====== INFORMATION
PR #6241, opened 2025-07-29
Adding t_tristate_infer test

dpetrisko:
This PR adds (failing) test t_tristate_infer.v

```
%Error-UNSUPPORTED: t/t_tristate_infer.v:11:8: Unsupported: tristate in top-level IO: 'a'
                                             : ... note: In instance 'top'
   11 |    mod m (.*);
      |        ^
                    ... For error description see https://verilator.org/warn/UNSUPPORTED?v=5.039
```

Basically, my understanding is that the comparison causes a forced type inference that propagates to the toplevel. From the verilog spec, I believe that the type should be wire regardless of any downstream comparison. This case was minimized using https://github.com/antmicro/sv-bugpoint so it's a little silly, but this is originally from BaseJump STL modules that are used in several projects.

Aside: is there a flag to disable tristate support so that this compilation doesn't fail? My current workaround is just to remove that assertion from the file (which works fine).

Thanks!

### DIFF
--- a/test_regress/t/t_tristate_infer.py
+++ b/test_regress/t/t_tristate_infer.py
@@ -1,0 +1,16 @@
+#!/usr/bin/env python3
+# DESCRIPTION: Verilator: Verilog Test driver/expect definition
+#
+# Copyright 2025 by Wilson Snyder. This program is free software; you
+# can redistribute it and/or modify it under the terms of either the GNU
+# Lesser General Public License Version 3 or the Perl Artistic License
+# Version 2.0.
+# SPDX-License-Identifier: LGPL-3.0-only OR Artistic-2.0
+
+import vltest_bootstrap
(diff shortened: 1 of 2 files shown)


wsnyder:
As you see from test fails,  tristate are supported on top, so not sure how you want to resolve.

dpetrisko:
Right, this isn't a tristate though. It seems like the comparison to 'z is making Verilator think so when it's really just a wire

wsnyder:
I think this is working as currently designed, due to the `!== z`, Verilator must make the top input into a tristate in order to determine if it is z or not.  And that is something that is not supported.

```
module top (input a);
   mod m (.*);
endmodule

module mod (input a);
   initial assert (a !== 'z);
endmodule 
```

Issue #5265, opened 2024-07-15
Unsupported: virtual interface never assigned any actual interface


solomatnikov:
```
%Error-UNSUPPORTED: test2.sv:740:12: Unsupported: virtual interface never assigned any actual interface
  740 |    virtual z_driver_if vif;
      |            ^~~~~~~~~~~
                    ... For error description see https://verilator.org/warn/UNSUPPORTED?v=5.027
%Error-UNSUPPORTED: test2.sv:741:25: Unsupported: virtual interface never assigned any actual interface
  741 |    function new(virtual z_driver_if _vif);
      |                         ^~~~~~~~~~~
%Error: Exiting due to 2 error(s)
        ... See the manual at https://verilator.org/verilator_doc.html for more assistance.
```

VCS compiles without errors.

Can you attach an example that shows the issue?  (Must be openly licensed, ideally in test_regress format.)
============
Return the listing above in its entirety, word for word.

**ANSWER SPACE**
PR #6241, opened 2025-07-29
Adding t_tristate_infer test

dpetrisko:
This PR adds (failing) test t_tristate_infer.v

```
%Error-UNSUPPORTED: t/t_tristate_infer.v:11:8: Unsupported: tristate in top-level IO: 'a'
                                             : ... note: In instance 'top'
   11 |    mod m (.*);
      |        ^
                    ... For error description see https://verilator.org/warn/UNSUPPORTED?v=5.039
```

Basically, my understanding is that the comparison causes a forced type inference that propagates to the toplevel. From the verilog spec, I believe that the type should be wire regardless of any downstream comparison. This case was minimized using https://github.com/antmicro/sv-bugpoint so it's a little silly, but this is originally from BaseJump STL modules that are used in several projects.

Aside: is there a flag to disable tristate support so that this compilation doesn't fail? My current workaround is just to remove that assertion from the file (which works fine).

Thanks!

### DIFF
--- a/test_regress/t/t_tristate_infer.py
+++ b/test_regress/t/t_tristate_infer.py
@@ -1,0 +1,16 @@
+#!/usr/bin/env python3
+# DESCRIPTION: Verilator: Verilog Test driver/expect definition
+#
+# Copyright 2025 by Wilson Snyder. This program is free software; you
+# can redistribute it and/or modify it under the terms of either the GNU
+# Lesser General Public License Version 3 or the Perl Artistic License
+# Version 2.0.
+# SPDX-License-Identifier: LGPL-3.0-only OR Artistic-2.0
+
+import vltest_bootstrap
(diff shortened: 1 of 2 files shown)


wsnyder:
As you see from test fails,  tristate are supported on top, so not sure how you want to resolve.

dpetrisko:
Right, this isn't a tristate though. It seems like the comparison to 'z is making Verilator think so when it's really just a wire

wsnyder:
I think this is working as currently designed, due to the `!== z`, Verilator must make the top input into a tristate in order to determine if it is z or not.  And that is something that is not supported.

```
module top (input a);
   mod m (.*);
endmodule

module mod (input a);
   initial assert (a !== 'z);
endmodule 
```

Issue #5265, opened 2024-07-15
Unsupported: virtual interface never assigned any actual interface


solomatnikov:
```
%Error-UNSUPPORTED: test2.sv:740:12: Unsupported: virtual interface never assigned any actual interface
  740 |    virtual z_driver_if vif;
      |            ^~~~~~~~~~~
                    ... For error description see https://verilator.org/warn/UNSUPPORTED?v=5.027
%Error-UNSUPPORTED: test2.sv:741:25: Unsupported: virtual interface never assigned any actual interface
  741 |    function new(virtual z_driver_if _vif);
      |                         ^~~~~~~~~~~
%Error: Exiting due to 2 error(s)
        ... See the manual at https://verilator.org/verilator_doc.html for more assistance.
```

VCS compiles without errors.

Can you attach an example that shows the issue?  (Must be openly licensed, ideally in test_regress format.)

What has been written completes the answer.